Analysis of perfect competition markets – Classroom example


In the last 15 years several livestock farmers of your country have converted to the production of organic
milk. Differently from conventional milk, and according to regulations, the breeders do not treat animals
with hormones and antibiotics, and feed them for many months of the year in pastures. The country’s
industry is made of 100 producers. Their costs have been studied by the industry association and the
following total costs function has been found to approximate well the production costs:
TC=75+12q^2 with TC[10000€-year], q[Mkg-year].
Organic milk quality is well defined also because of regulations, and homogeneous across producers.
Consumers of organic products are generally very well informed about the product characteristics and
prices. buy the national product because they trust regulations. The market demand is estimated to be:
p=160-0.2Q, with p[c€/kg], Q [Mkg-year].
A. Find the price and firm and market output in the short run.
B. Again in the short run find the equilibrium profit and describe the decisions made by producers given
that profit.
C. In the long run organic milk producers can exit and enter the market without meeting substatial
barriers. Discover whether the market price and output and the number of industry producers change.

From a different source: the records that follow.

PR #578, opened 2022-09-30
doc: Corrected name of argument.

vtraag:
This corrects the name of the argument for `igraph.Graph.Tree`. The deprecated name was `type`, the new name is `mode`, but this was not yet changed in the docs.


ntamas:
Thanks!

PR #579, opened 2022-09-30
Update cibuildwheel, add dependabot.

vtraag:
This is an attempt to update the `cibuildwheel` to the "official" PyPA version. It also adds a ["dependabot"](https://docs.github.com/en/code-security/dependabot/working-with-dependabot/automating-dependabot-with-github-actions), which automatically updates all dependencies in the GH Actions.


src/_igraph/graphobject.c
```diff
@@ -13411,7 +13411,7 @@ struct PyMethodDef igraphmodule_Graph_methods[] = {
    "Generates a tree in which almost all vertices have the same number of children.\n\n"
    "@param n: the number of vertices in the graph\n"
    "@param children: the number of children of a vertex in the graph\n"
-   "@param type: determines whether the tree should be directed, and if\n"
+   "@param mode: determines whether the tree should be directed, and if\n"
```
ntamas, line 13414: Does this change also belong to this PR?

vtraag:
Ah, no, sorry that was part of my previous PR that you already merged.

src/_igraph/graphobject.c
vtraag: Ah, no, sorry that was part of my previous PR that you already merged.

ntamas:
Looks like we have a genuine problem with reference counting on Python 3.11, which will be hard to debug but we need to bite the bullet at some point. Failures related to refcounting on Python 3.11 should not prevent this PR from being merged.

vtraag:
The ASan build doesn't reveal much more information. What would you like to do? Would you like to merge this while disabling the builds for 3.11 for the moment and opening a separate issue for the refcount problem? Or would your prefer to leave this PR open until we have solved the refcount problem?

PR #69, opened 2026-08-17
feat(pam): expose and search by player id on the admin directory

klaudia-blazyczek-blurify:
## Summary

Adds `playerId` to the admin user-directory port and to the Transaction Monitor / Withdrawal Queue admin list contracts, and fixes the player search (`findPlayerIds`) to also match an exact `playerId`/`userId`, not just email/displayName.

## Why

PAM is playerId-native while wallet and admin-console are userId-native, so the same person shows a different UUID depending on which admin list is open, and pasting a UUID into the player search box previously returned nothing because `findPlayerIds` only matched `user.email` and `player.displayName` substrings.

## Alternatives considered

Bolting an id-resolution overlay onto the downstream consumer instead of fixing the port here - rejected because both list endpoints already join through the same `AdminUserDirectory.lookupPlayers`/`findPlayerIds` port, so extending the port adds zero new queries and keeps every consumer playerId-consistent at the source rather than duplicating resolution logic per app.

Substring (`ILIKE '%term%'`) matching for the new id search branches, mirroring the existing email/displayName behaviour - rejected because a UUID substring match is not meaningful (a fragment of one UUID can coincidentally appear in another) and would force a sequential text-cast scan; used exact match instead, consistent with the existing precedent in `PlayerService.list`.

## Risks

`AdminPlayerSummary.playerId` is a required field on a port type (`AdminUserDirectory`) that downstream repos can implement, so any external implementation missing it will fail to typecheck until updated - shipped as a `minor` changeset rather than `patch` to signal this.

No schema or migration changes (the column already existed; this only adds it to existing select projections). No change to existing email/displayName search behaviour - the two new id branches are additive.

### DIFF
--- a/packages/core/src/pam/identity/admin-user-directory.ts
+++ b/packages/core/src/pam/identity/admin-user-directory.ts
@@ -2,7 +2,7 @@ import type { AdminUserDirectory, AdminUserListOptions, ClientMeta } from '@open
 import { KycStatusSchema, normalizeKycStatus } from '@openora/core/contracts';
 import { DrizzleService, pageToOffset } from '@openora/core/server';
 import type { EventBus } from '@openora/core/server';
-import { asc, count, desc, eq, ilike, inArray, sql } from 'drizzle-orm';
+import { asc, count, desc, eq, ilike, inArray, or, sql } from 'drizzle-orm';
 import { user } from './schema/index.js';
 // Read-only cross-domain read of the player/profile table via the public /schema
 // subpath (allowed per ADR-0020) so back-office lists can label players by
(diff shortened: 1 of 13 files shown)


packages/core/src/pam/identity/admin-user-directory.ts
```diff
@@ -176,7 +178,7 @@ export class DrizzleAdminUserDirectory implements AdminUserDirectory {
   // crutch - it is effectively unreachable for a real admin search term.
   async findPlayerIds(query: string, limit = 1000) {
     const term = `%${query}%`;
-    const [byEmail, byName] = await Promise.all([
+    const [byEmail, byName, byPlayerId, byUserId] = await Promise.all([
```
zaxovaiko: Seems like we need to do the aggregation on db level

packages/core/src/pam/identity/admin-user-directory.ts
```diff
@@ -172,29 +174,24 @@ export class DrizzleAdminUserDirectory implements AdminUserDirectory {
...
-    return [...ids].slice(0, limit);
+    const rows = await this.drizzle.db
+      .selectDistinct({ id: user.id })
+      .from(user)
+      .leftJoin(player, eq(player.userId, user.id))
+      .where(
+        or(
+          ilike(user.email, term),
+          ilike(player.displayName, term),
+          ilike(sql`${player.id}::text`, query),
```
marek-chmielowski-blurify: Casting to ::text here means this branch cant use the PK index, so it's a seq scan. And if all you need here is the exact match on id, maybe just compare it directly by =.

packages/core/src/pam/identity/admin-user-directory.ts
```diff
@@ -174,45 +174,24 @@ export class DrizzleAdminUserDirectory implements AdminUserDirectory {
   }
 
   // Substring search is index-backed by the pg_trgm GIN indexes on user.email and
-  // player.display_name; the 1000 cap is a safety bound on the id set, not a perf
-  // crutch - it is effectively unreachable for a real admin search term.
+  // player.display_name; the id branches are exact matches on the ::text cast, not
+  // substring, so a UUID fragment can't coincidentally match. One query, deduped and
+  // capped by Postgres via DISTINCT + LIMIT, rather than four round trips merged in JS.
```
zaxovaiko: Let's not add obvious comments. I know that agents add them, but let's maybe adjust instructions or something

zaxovaiko (approved):

PR #70, opened 2026-08-17
feat(wallet): add wallet_balance table for per-currency balances

zaxovaiko:
## Summary
- Adds `wallet_balance (walletId, currency, amount)` with a unique index on `(walletId, currency)` and an FK to `wallet`.
- Purely additive: nothing reads or writes it yet, so behaviour is unchanged.

## Why
BF-213: the wallet is crypto-first and the requirements assume a multi-currency balance ("underlying balances and transactions are always stored in their original currency"), but `wallet` has a single `balance` column with a single `currency`. A player depositing BTC and then ETH today has both amounts added into the same number, which mixes units.

Bottom of a 4-PR stack. This one only creates the table so the follow-ups stay small: #71 moves the reads and writes onto it, #72 lifts the single-currency restriction, #73 is the deposit-address side.

## Alternatives considered
Keeping `wallet.balance` and adding a `currency` discriminator to it - that is the same single-row problem with extra steps. A player needs several balances at once, so it has to be a separate table with the pair unique.

## Risks
No backfill is included. There is no production data yet, so a wallet created before this PR simply has no `wallet_balance` row until #71 credits it. If that changes before rollout it needs a one-off data script, kept separate from the code change.


packages/core/src/wallet/schema/index.ts
```diff
@@ -42,6 +42,24 @@ export const wallet = pgTable('wallet', {
...
 
+export const walletBalance = pgTable(
+  'wallet_balance',
+  {
+    id: uuid().primaryKey().defaultRandom(),
+    walletId: uuid()
+      .notNull()
+      .references(() => wallet.id),
+    currency: text().notNull(),
+    amount: decimal({ precision: 18, scale: 8 }).notNull().default('0'),
```
klaudia-blazyczek-blurify: This new per-currency balance must preserve 18-decimal assets such as ETH. `numeric(18, 8)` cannot store `0.000000000000000001`, so a valid balance cannot round-trip. Use a crypto-safe precision/scale and regenerate the migration; update the money contract before this table is written.

marek-chmielowski-blurify (dismissed):

packages/core/src/wallet/schema/index.ts
```diff
@@ -42,6 +42,24 @@ export const wallet = pgTable('wallet', {
     .$onUpdateFn(() => new Date()),
 });
 
+export const walletBalance = pgTable(
+  'wallet_balance',
+  {
+    id: uuid().primaryKey().defaultRandom(),
```
agniev-a-hub, line 50: True, I was not fan of that UuidSchema anyway :)

packages/core/src/wallet/schema/index.ts
```diff
@@ -42,6 +42,24 @@ export const wallet = pgTable('wallet', {
...
+    walletId: uuid()
+      .notNull()
+      .references(() => wallet.id),
+    currency: text().notNull(),
```
agniev-a-hub, line 54: Heads up for currency as text - intended?

damianrzepka (approved):

damianrzepka (approved):

packages/core/src/wallet/schema/index.ts
zaxovaiko: Yup. Currencies are quite dynamic values in our case, so it's better to keep them as a string for now, not an enum.

PR #71, opened 2026-08-17
refactor(wallet): store balances in wallet_balance keyed by currency

zaxovaiko:
## Summary
- Adds `creditWalletBalance`, `debitWalletBalance` and `readWalletBalance` to `wallet.service.ts` and moves all seven balance mutation sites onto them: deposit, withdrawal hold, PSP-failure refund, admin-reject refund, webhook deposit credit, and `WalletCommandsService.debit`/`credit`.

Analysis of monopoly markets – Classroom example

Three graduate students of your university have founded a startup that developed a new service offered
to farmers called WD (Weather Detect). After deploying a mobile network of drones that collect data on
very detailed weather conditions at a micro geographical scale, WD elaborates data and sends to
subscribers (farmers) a set of high-frequency and geographically specific reports and high-quality
forecasts through a mobile application (humidity, temperature, wind, pollutants, and so on). The
underlying technology and the whole system design are being protected from imitation by a few patents
valid for 10 years.
WD services are offered on a yearly subscription basis and sold at a yearly fee. The function of yearly
total costs of WD is as follows:
TC = 640 000 + 4 q^2, with TC[€-year] and q[subscriptions].
After a marketing study the market demand has been estimated through the following function.
p = 24 000 – 2 Q (Q[subscriptions], p[€/subscription]).
WD is now analysing the market to answer these questions.
- What would be the best fee for the service to charge to subscribers? How many subscription will
it sell at that price? Which profit will it obtain?
- Which minimum price would be acceptable in order not to lose money?